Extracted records
===============

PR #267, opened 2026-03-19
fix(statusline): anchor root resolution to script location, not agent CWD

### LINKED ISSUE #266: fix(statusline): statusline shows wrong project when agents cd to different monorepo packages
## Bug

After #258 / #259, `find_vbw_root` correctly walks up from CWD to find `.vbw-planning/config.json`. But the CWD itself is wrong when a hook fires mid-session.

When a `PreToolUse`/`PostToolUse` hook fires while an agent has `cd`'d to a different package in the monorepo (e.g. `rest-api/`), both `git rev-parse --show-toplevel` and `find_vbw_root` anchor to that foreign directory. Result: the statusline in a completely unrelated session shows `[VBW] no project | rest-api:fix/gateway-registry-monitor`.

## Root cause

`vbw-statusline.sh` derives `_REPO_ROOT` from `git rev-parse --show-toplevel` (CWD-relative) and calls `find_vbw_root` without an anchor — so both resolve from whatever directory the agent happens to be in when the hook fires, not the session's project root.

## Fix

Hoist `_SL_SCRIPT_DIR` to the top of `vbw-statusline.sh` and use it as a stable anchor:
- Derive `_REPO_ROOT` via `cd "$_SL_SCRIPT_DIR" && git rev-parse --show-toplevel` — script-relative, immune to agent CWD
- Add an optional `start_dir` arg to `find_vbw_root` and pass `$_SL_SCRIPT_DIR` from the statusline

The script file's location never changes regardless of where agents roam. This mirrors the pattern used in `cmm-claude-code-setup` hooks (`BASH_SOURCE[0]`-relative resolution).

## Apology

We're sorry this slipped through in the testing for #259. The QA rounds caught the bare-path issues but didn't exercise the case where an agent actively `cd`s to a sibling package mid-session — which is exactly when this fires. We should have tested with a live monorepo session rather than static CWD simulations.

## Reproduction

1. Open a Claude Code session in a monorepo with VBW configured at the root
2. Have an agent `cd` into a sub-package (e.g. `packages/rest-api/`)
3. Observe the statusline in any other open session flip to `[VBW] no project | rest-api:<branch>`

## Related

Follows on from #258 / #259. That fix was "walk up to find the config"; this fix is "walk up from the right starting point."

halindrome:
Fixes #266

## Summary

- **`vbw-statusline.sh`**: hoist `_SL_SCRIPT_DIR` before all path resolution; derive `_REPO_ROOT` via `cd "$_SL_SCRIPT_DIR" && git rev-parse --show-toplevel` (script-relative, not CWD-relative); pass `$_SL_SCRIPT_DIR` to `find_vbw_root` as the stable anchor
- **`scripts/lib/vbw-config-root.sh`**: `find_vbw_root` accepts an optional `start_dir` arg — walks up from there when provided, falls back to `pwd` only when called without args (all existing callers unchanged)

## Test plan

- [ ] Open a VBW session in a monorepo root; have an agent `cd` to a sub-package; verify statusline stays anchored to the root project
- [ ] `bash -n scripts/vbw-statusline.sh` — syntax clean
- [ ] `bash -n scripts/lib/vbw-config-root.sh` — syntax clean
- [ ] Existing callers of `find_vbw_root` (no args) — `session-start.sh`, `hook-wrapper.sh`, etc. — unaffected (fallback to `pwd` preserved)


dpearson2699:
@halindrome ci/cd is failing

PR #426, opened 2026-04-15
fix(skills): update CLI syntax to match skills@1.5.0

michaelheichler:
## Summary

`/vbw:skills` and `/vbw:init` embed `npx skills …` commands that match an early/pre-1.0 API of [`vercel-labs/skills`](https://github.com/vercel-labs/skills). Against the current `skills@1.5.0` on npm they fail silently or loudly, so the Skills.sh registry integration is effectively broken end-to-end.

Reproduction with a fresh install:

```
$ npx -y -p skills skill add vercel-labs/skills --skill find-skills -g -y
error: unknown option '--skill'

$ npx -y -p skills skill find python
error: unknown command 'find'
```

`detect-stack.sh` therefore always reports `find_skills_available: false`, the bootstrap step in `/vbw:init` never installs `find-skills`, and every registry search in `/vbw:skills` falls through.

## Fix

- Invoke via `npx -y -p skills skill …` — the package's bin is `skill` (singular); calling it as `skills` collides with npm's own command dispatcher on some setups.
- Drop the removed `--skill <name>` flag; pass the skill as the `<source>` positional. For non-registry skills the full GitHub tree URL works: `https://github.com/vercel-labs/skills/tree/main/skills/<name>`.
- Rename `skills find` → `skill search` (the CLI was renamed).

===============

* **Task goal**: From the entries above, return exactly the line containing "3. Observe the", the line containing "fix(skills): update CLI", and all lines between, and nothing else.

* **Reply to the exercise**:
3. Observe the statusline in any other open session flip to `[VBW] no project | rest-api:<branch>`

## Related

Follows on from #258 / #259. That fix was "walk up to find the config"; this fix is "walk up from the right starting point."

halindrome:
Fixes #266

## Summary

- **`vbw-statusline.sh`**: hoist `_SL_SCRIPT_DIR` before all path resolution; derive `_REPO_ROOT` via `cd "$_SL_SCRIPT_DIR" && git rev-parse --show-toplevel` (script-relative, not CWD-relative); pass `$_SL_SCRIPT_DIR` to `find_vbw_root` as the stable anchor
- **`scripts/lib/vbw-config-root.sh`**: `find_vbw_root` accepts an optional `start_dir` arg — walks up from there when provided, falls back to `pwd` only when called without args (all existing callers unchanged)

## Test plan

- [ ] Open a VBW session in a monorepo root; have an agent `cd` to a sub-package; verify statusline stays anchored to the root project
- [ ] `bash -n scripts/vbw-statusline.sh` — syntax clean
- [ ] `bash -n scripts/lib/vbw-config-root.sh` — syntax clean
- [ ] Existing callers of `find_vbw_root` (no args) — `session-start.sh`, `hook-wrapper.sh`, etc. — unaffected (fallback to `pwd` preserved)


dpearson2699:
@halindrome ci/cd is failing

PR #426, opened 2026-04-15
fix(skills): update CLI syntax to match skills@1.5.0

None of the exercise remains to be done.